Losses and Gains -- The Flyers lost some key players in their first round series against New Jersey -- top goal-scorer Jeff Carter and skilled winger Simon Gagne were felled by foot injuries and key penalty killer Ian Laperriere suffered a head injury blocking a shot. In contrast, the Bruins likely will be buoyed by the return of play-making center Marc Savard, who has been out since Mar. 7.

Finnish-Flash -- Rookie goalie Tuukka Rask outdueled Vezina Trophy candidate Ryan Miller in the first round, posting a 2.18 goals-against average and a .927 save percentage in the 4-2 series win. Rask showed flashes of brilliance under pressure and no save was more important than the glove save made on Buffalo forward Thomas Vanek's partial breakaway in the second period of Game 6. It kept the score at 2-1 for the Bruins, who held on for a 4-3 series-clinching victory.

Familiar Foe -- Mark Recchi, the Bruins' leading scorer so far (3-2-5), had two long stints in Philadelphia (1992 to 1995, 1999 to 2004) and was a part of each of the Flyers' last two runs to the Eastern Conference Finals in 2004 and 2000. Recchi, at 42 years old, made key plays in key moments during round one, including a pivotal assist on Patrice Bergeron's game-winning goal in Game 3 and scoring a power-play goal in Game 6 that gave the Bruins a 2-0 lead in the second period.
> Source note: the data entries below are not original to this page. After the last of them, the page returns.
PR #957, opened 2022-04-12
Volumes support

strzinek:
Basic support for Podman volumes management:
* Container details - Mounts
* Container details - ENV
* Volumes list
* Volume details
* Create and remove volume


garrett (changes requested):
Nice! Thanks for the PR.

It's a great start and seems mostly implemented feature-wise, but it's currently incomplete and still needs a bit of work.

---

As-is, this doesn't fit the design of Cockpit Podman, as you flipped the order of images and containers. As containers are derived from images, the images need to be on top. Additionally, the containers list can get very long, so everything below it might not be seen. This is why the design has images at the top and is expandable (and collapsed by default).

(Design doc @ https://github.com/cockpit-project/cockpit/discussions/16059)

Here's what it looks like in the PR right now:

Screenshot 2022-04-12 at 10-36-32 Podman containers - garrett@Bolt

We might want to use side-by-side cards at the top, similar to Cockpit-Machines. In widescreen, they're side-by-side. When space is constrained, they wrap and stack. (This can be done with [PatternFly Flex](https://www.patternfly.org/v4/utilities/flex/) with breakpoints.):

Screenshot 2022-04-12 at 10-51-00 Virtual Machines - garrett@Bolt

Screenshot 2022-04-12 at 10-51-16 Virtual Machines - garrett@Bolt


---

While it works when maximized on a high-res screen and also collapses down on mobile, the list doesn't work in standard desktop sizes:

Screenshot 2022-04-12 at 10-36-46 Podman containers - garrett@Bolt

Here it is in huge, just for reference of others viewing the PR:

Screenshot 2022-04-12 at 10-37-36 Podman containers - garrett@Bolt

---

Create volume says "Create container" and has tabs. (It's not obvious what this does. I guess it creates volumes in a standard location, mainly for use in containers later?)

It shouldn't have tabs.

Screenshot 2022-04-12 at 10-37-05 Podman containers - garrett@Bolt

I'm assuming you'll add various options as listed @ https://docs.podman.io/en/latest/markdown/podman-volume-create.1.html too? (This could be handled in follow-up PRs.)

A better 'Boosh' -- Ten years later, Brian Boucher successfully exorcized the ghosts of goaltending past, defeating the New Jersey Devils in round one. As a rookie in 2000, his team held a 3-1 series lead against New Jersey before losing the Conference Finals in seven. Boucher led all goalies in the 2010 first round with a 1.59 goals-against average and .940 save percentage -- he hasn't allowed an even-strength goal in 187:39, or nine-plus periods.

Filling the void -- With the absence of Jeff Carter and Simon Gagne late in the series, 22-year-old sophomore Claude Giroux stepped up to fill the void, scoring two goals in the series-clinching win and finishing the series with six points (4-2--6). His four goals rank first among all players in this series.

The upset specialist -- The Flyers' Chris Pronger averaged 29:03 per game for the Flyers while providing key offense (2-3--5) to add another upset to his playoff repertoire. Pronger was on the Edmonton Oilers (No. 8) when they knocked off the top-seeded Detroit Red Wings en route to the Stanley Cup Final in 2006 and on the Anaheim Ducks (No. 8) when they defeated the San Jose Sharks (No. 1) in 2009.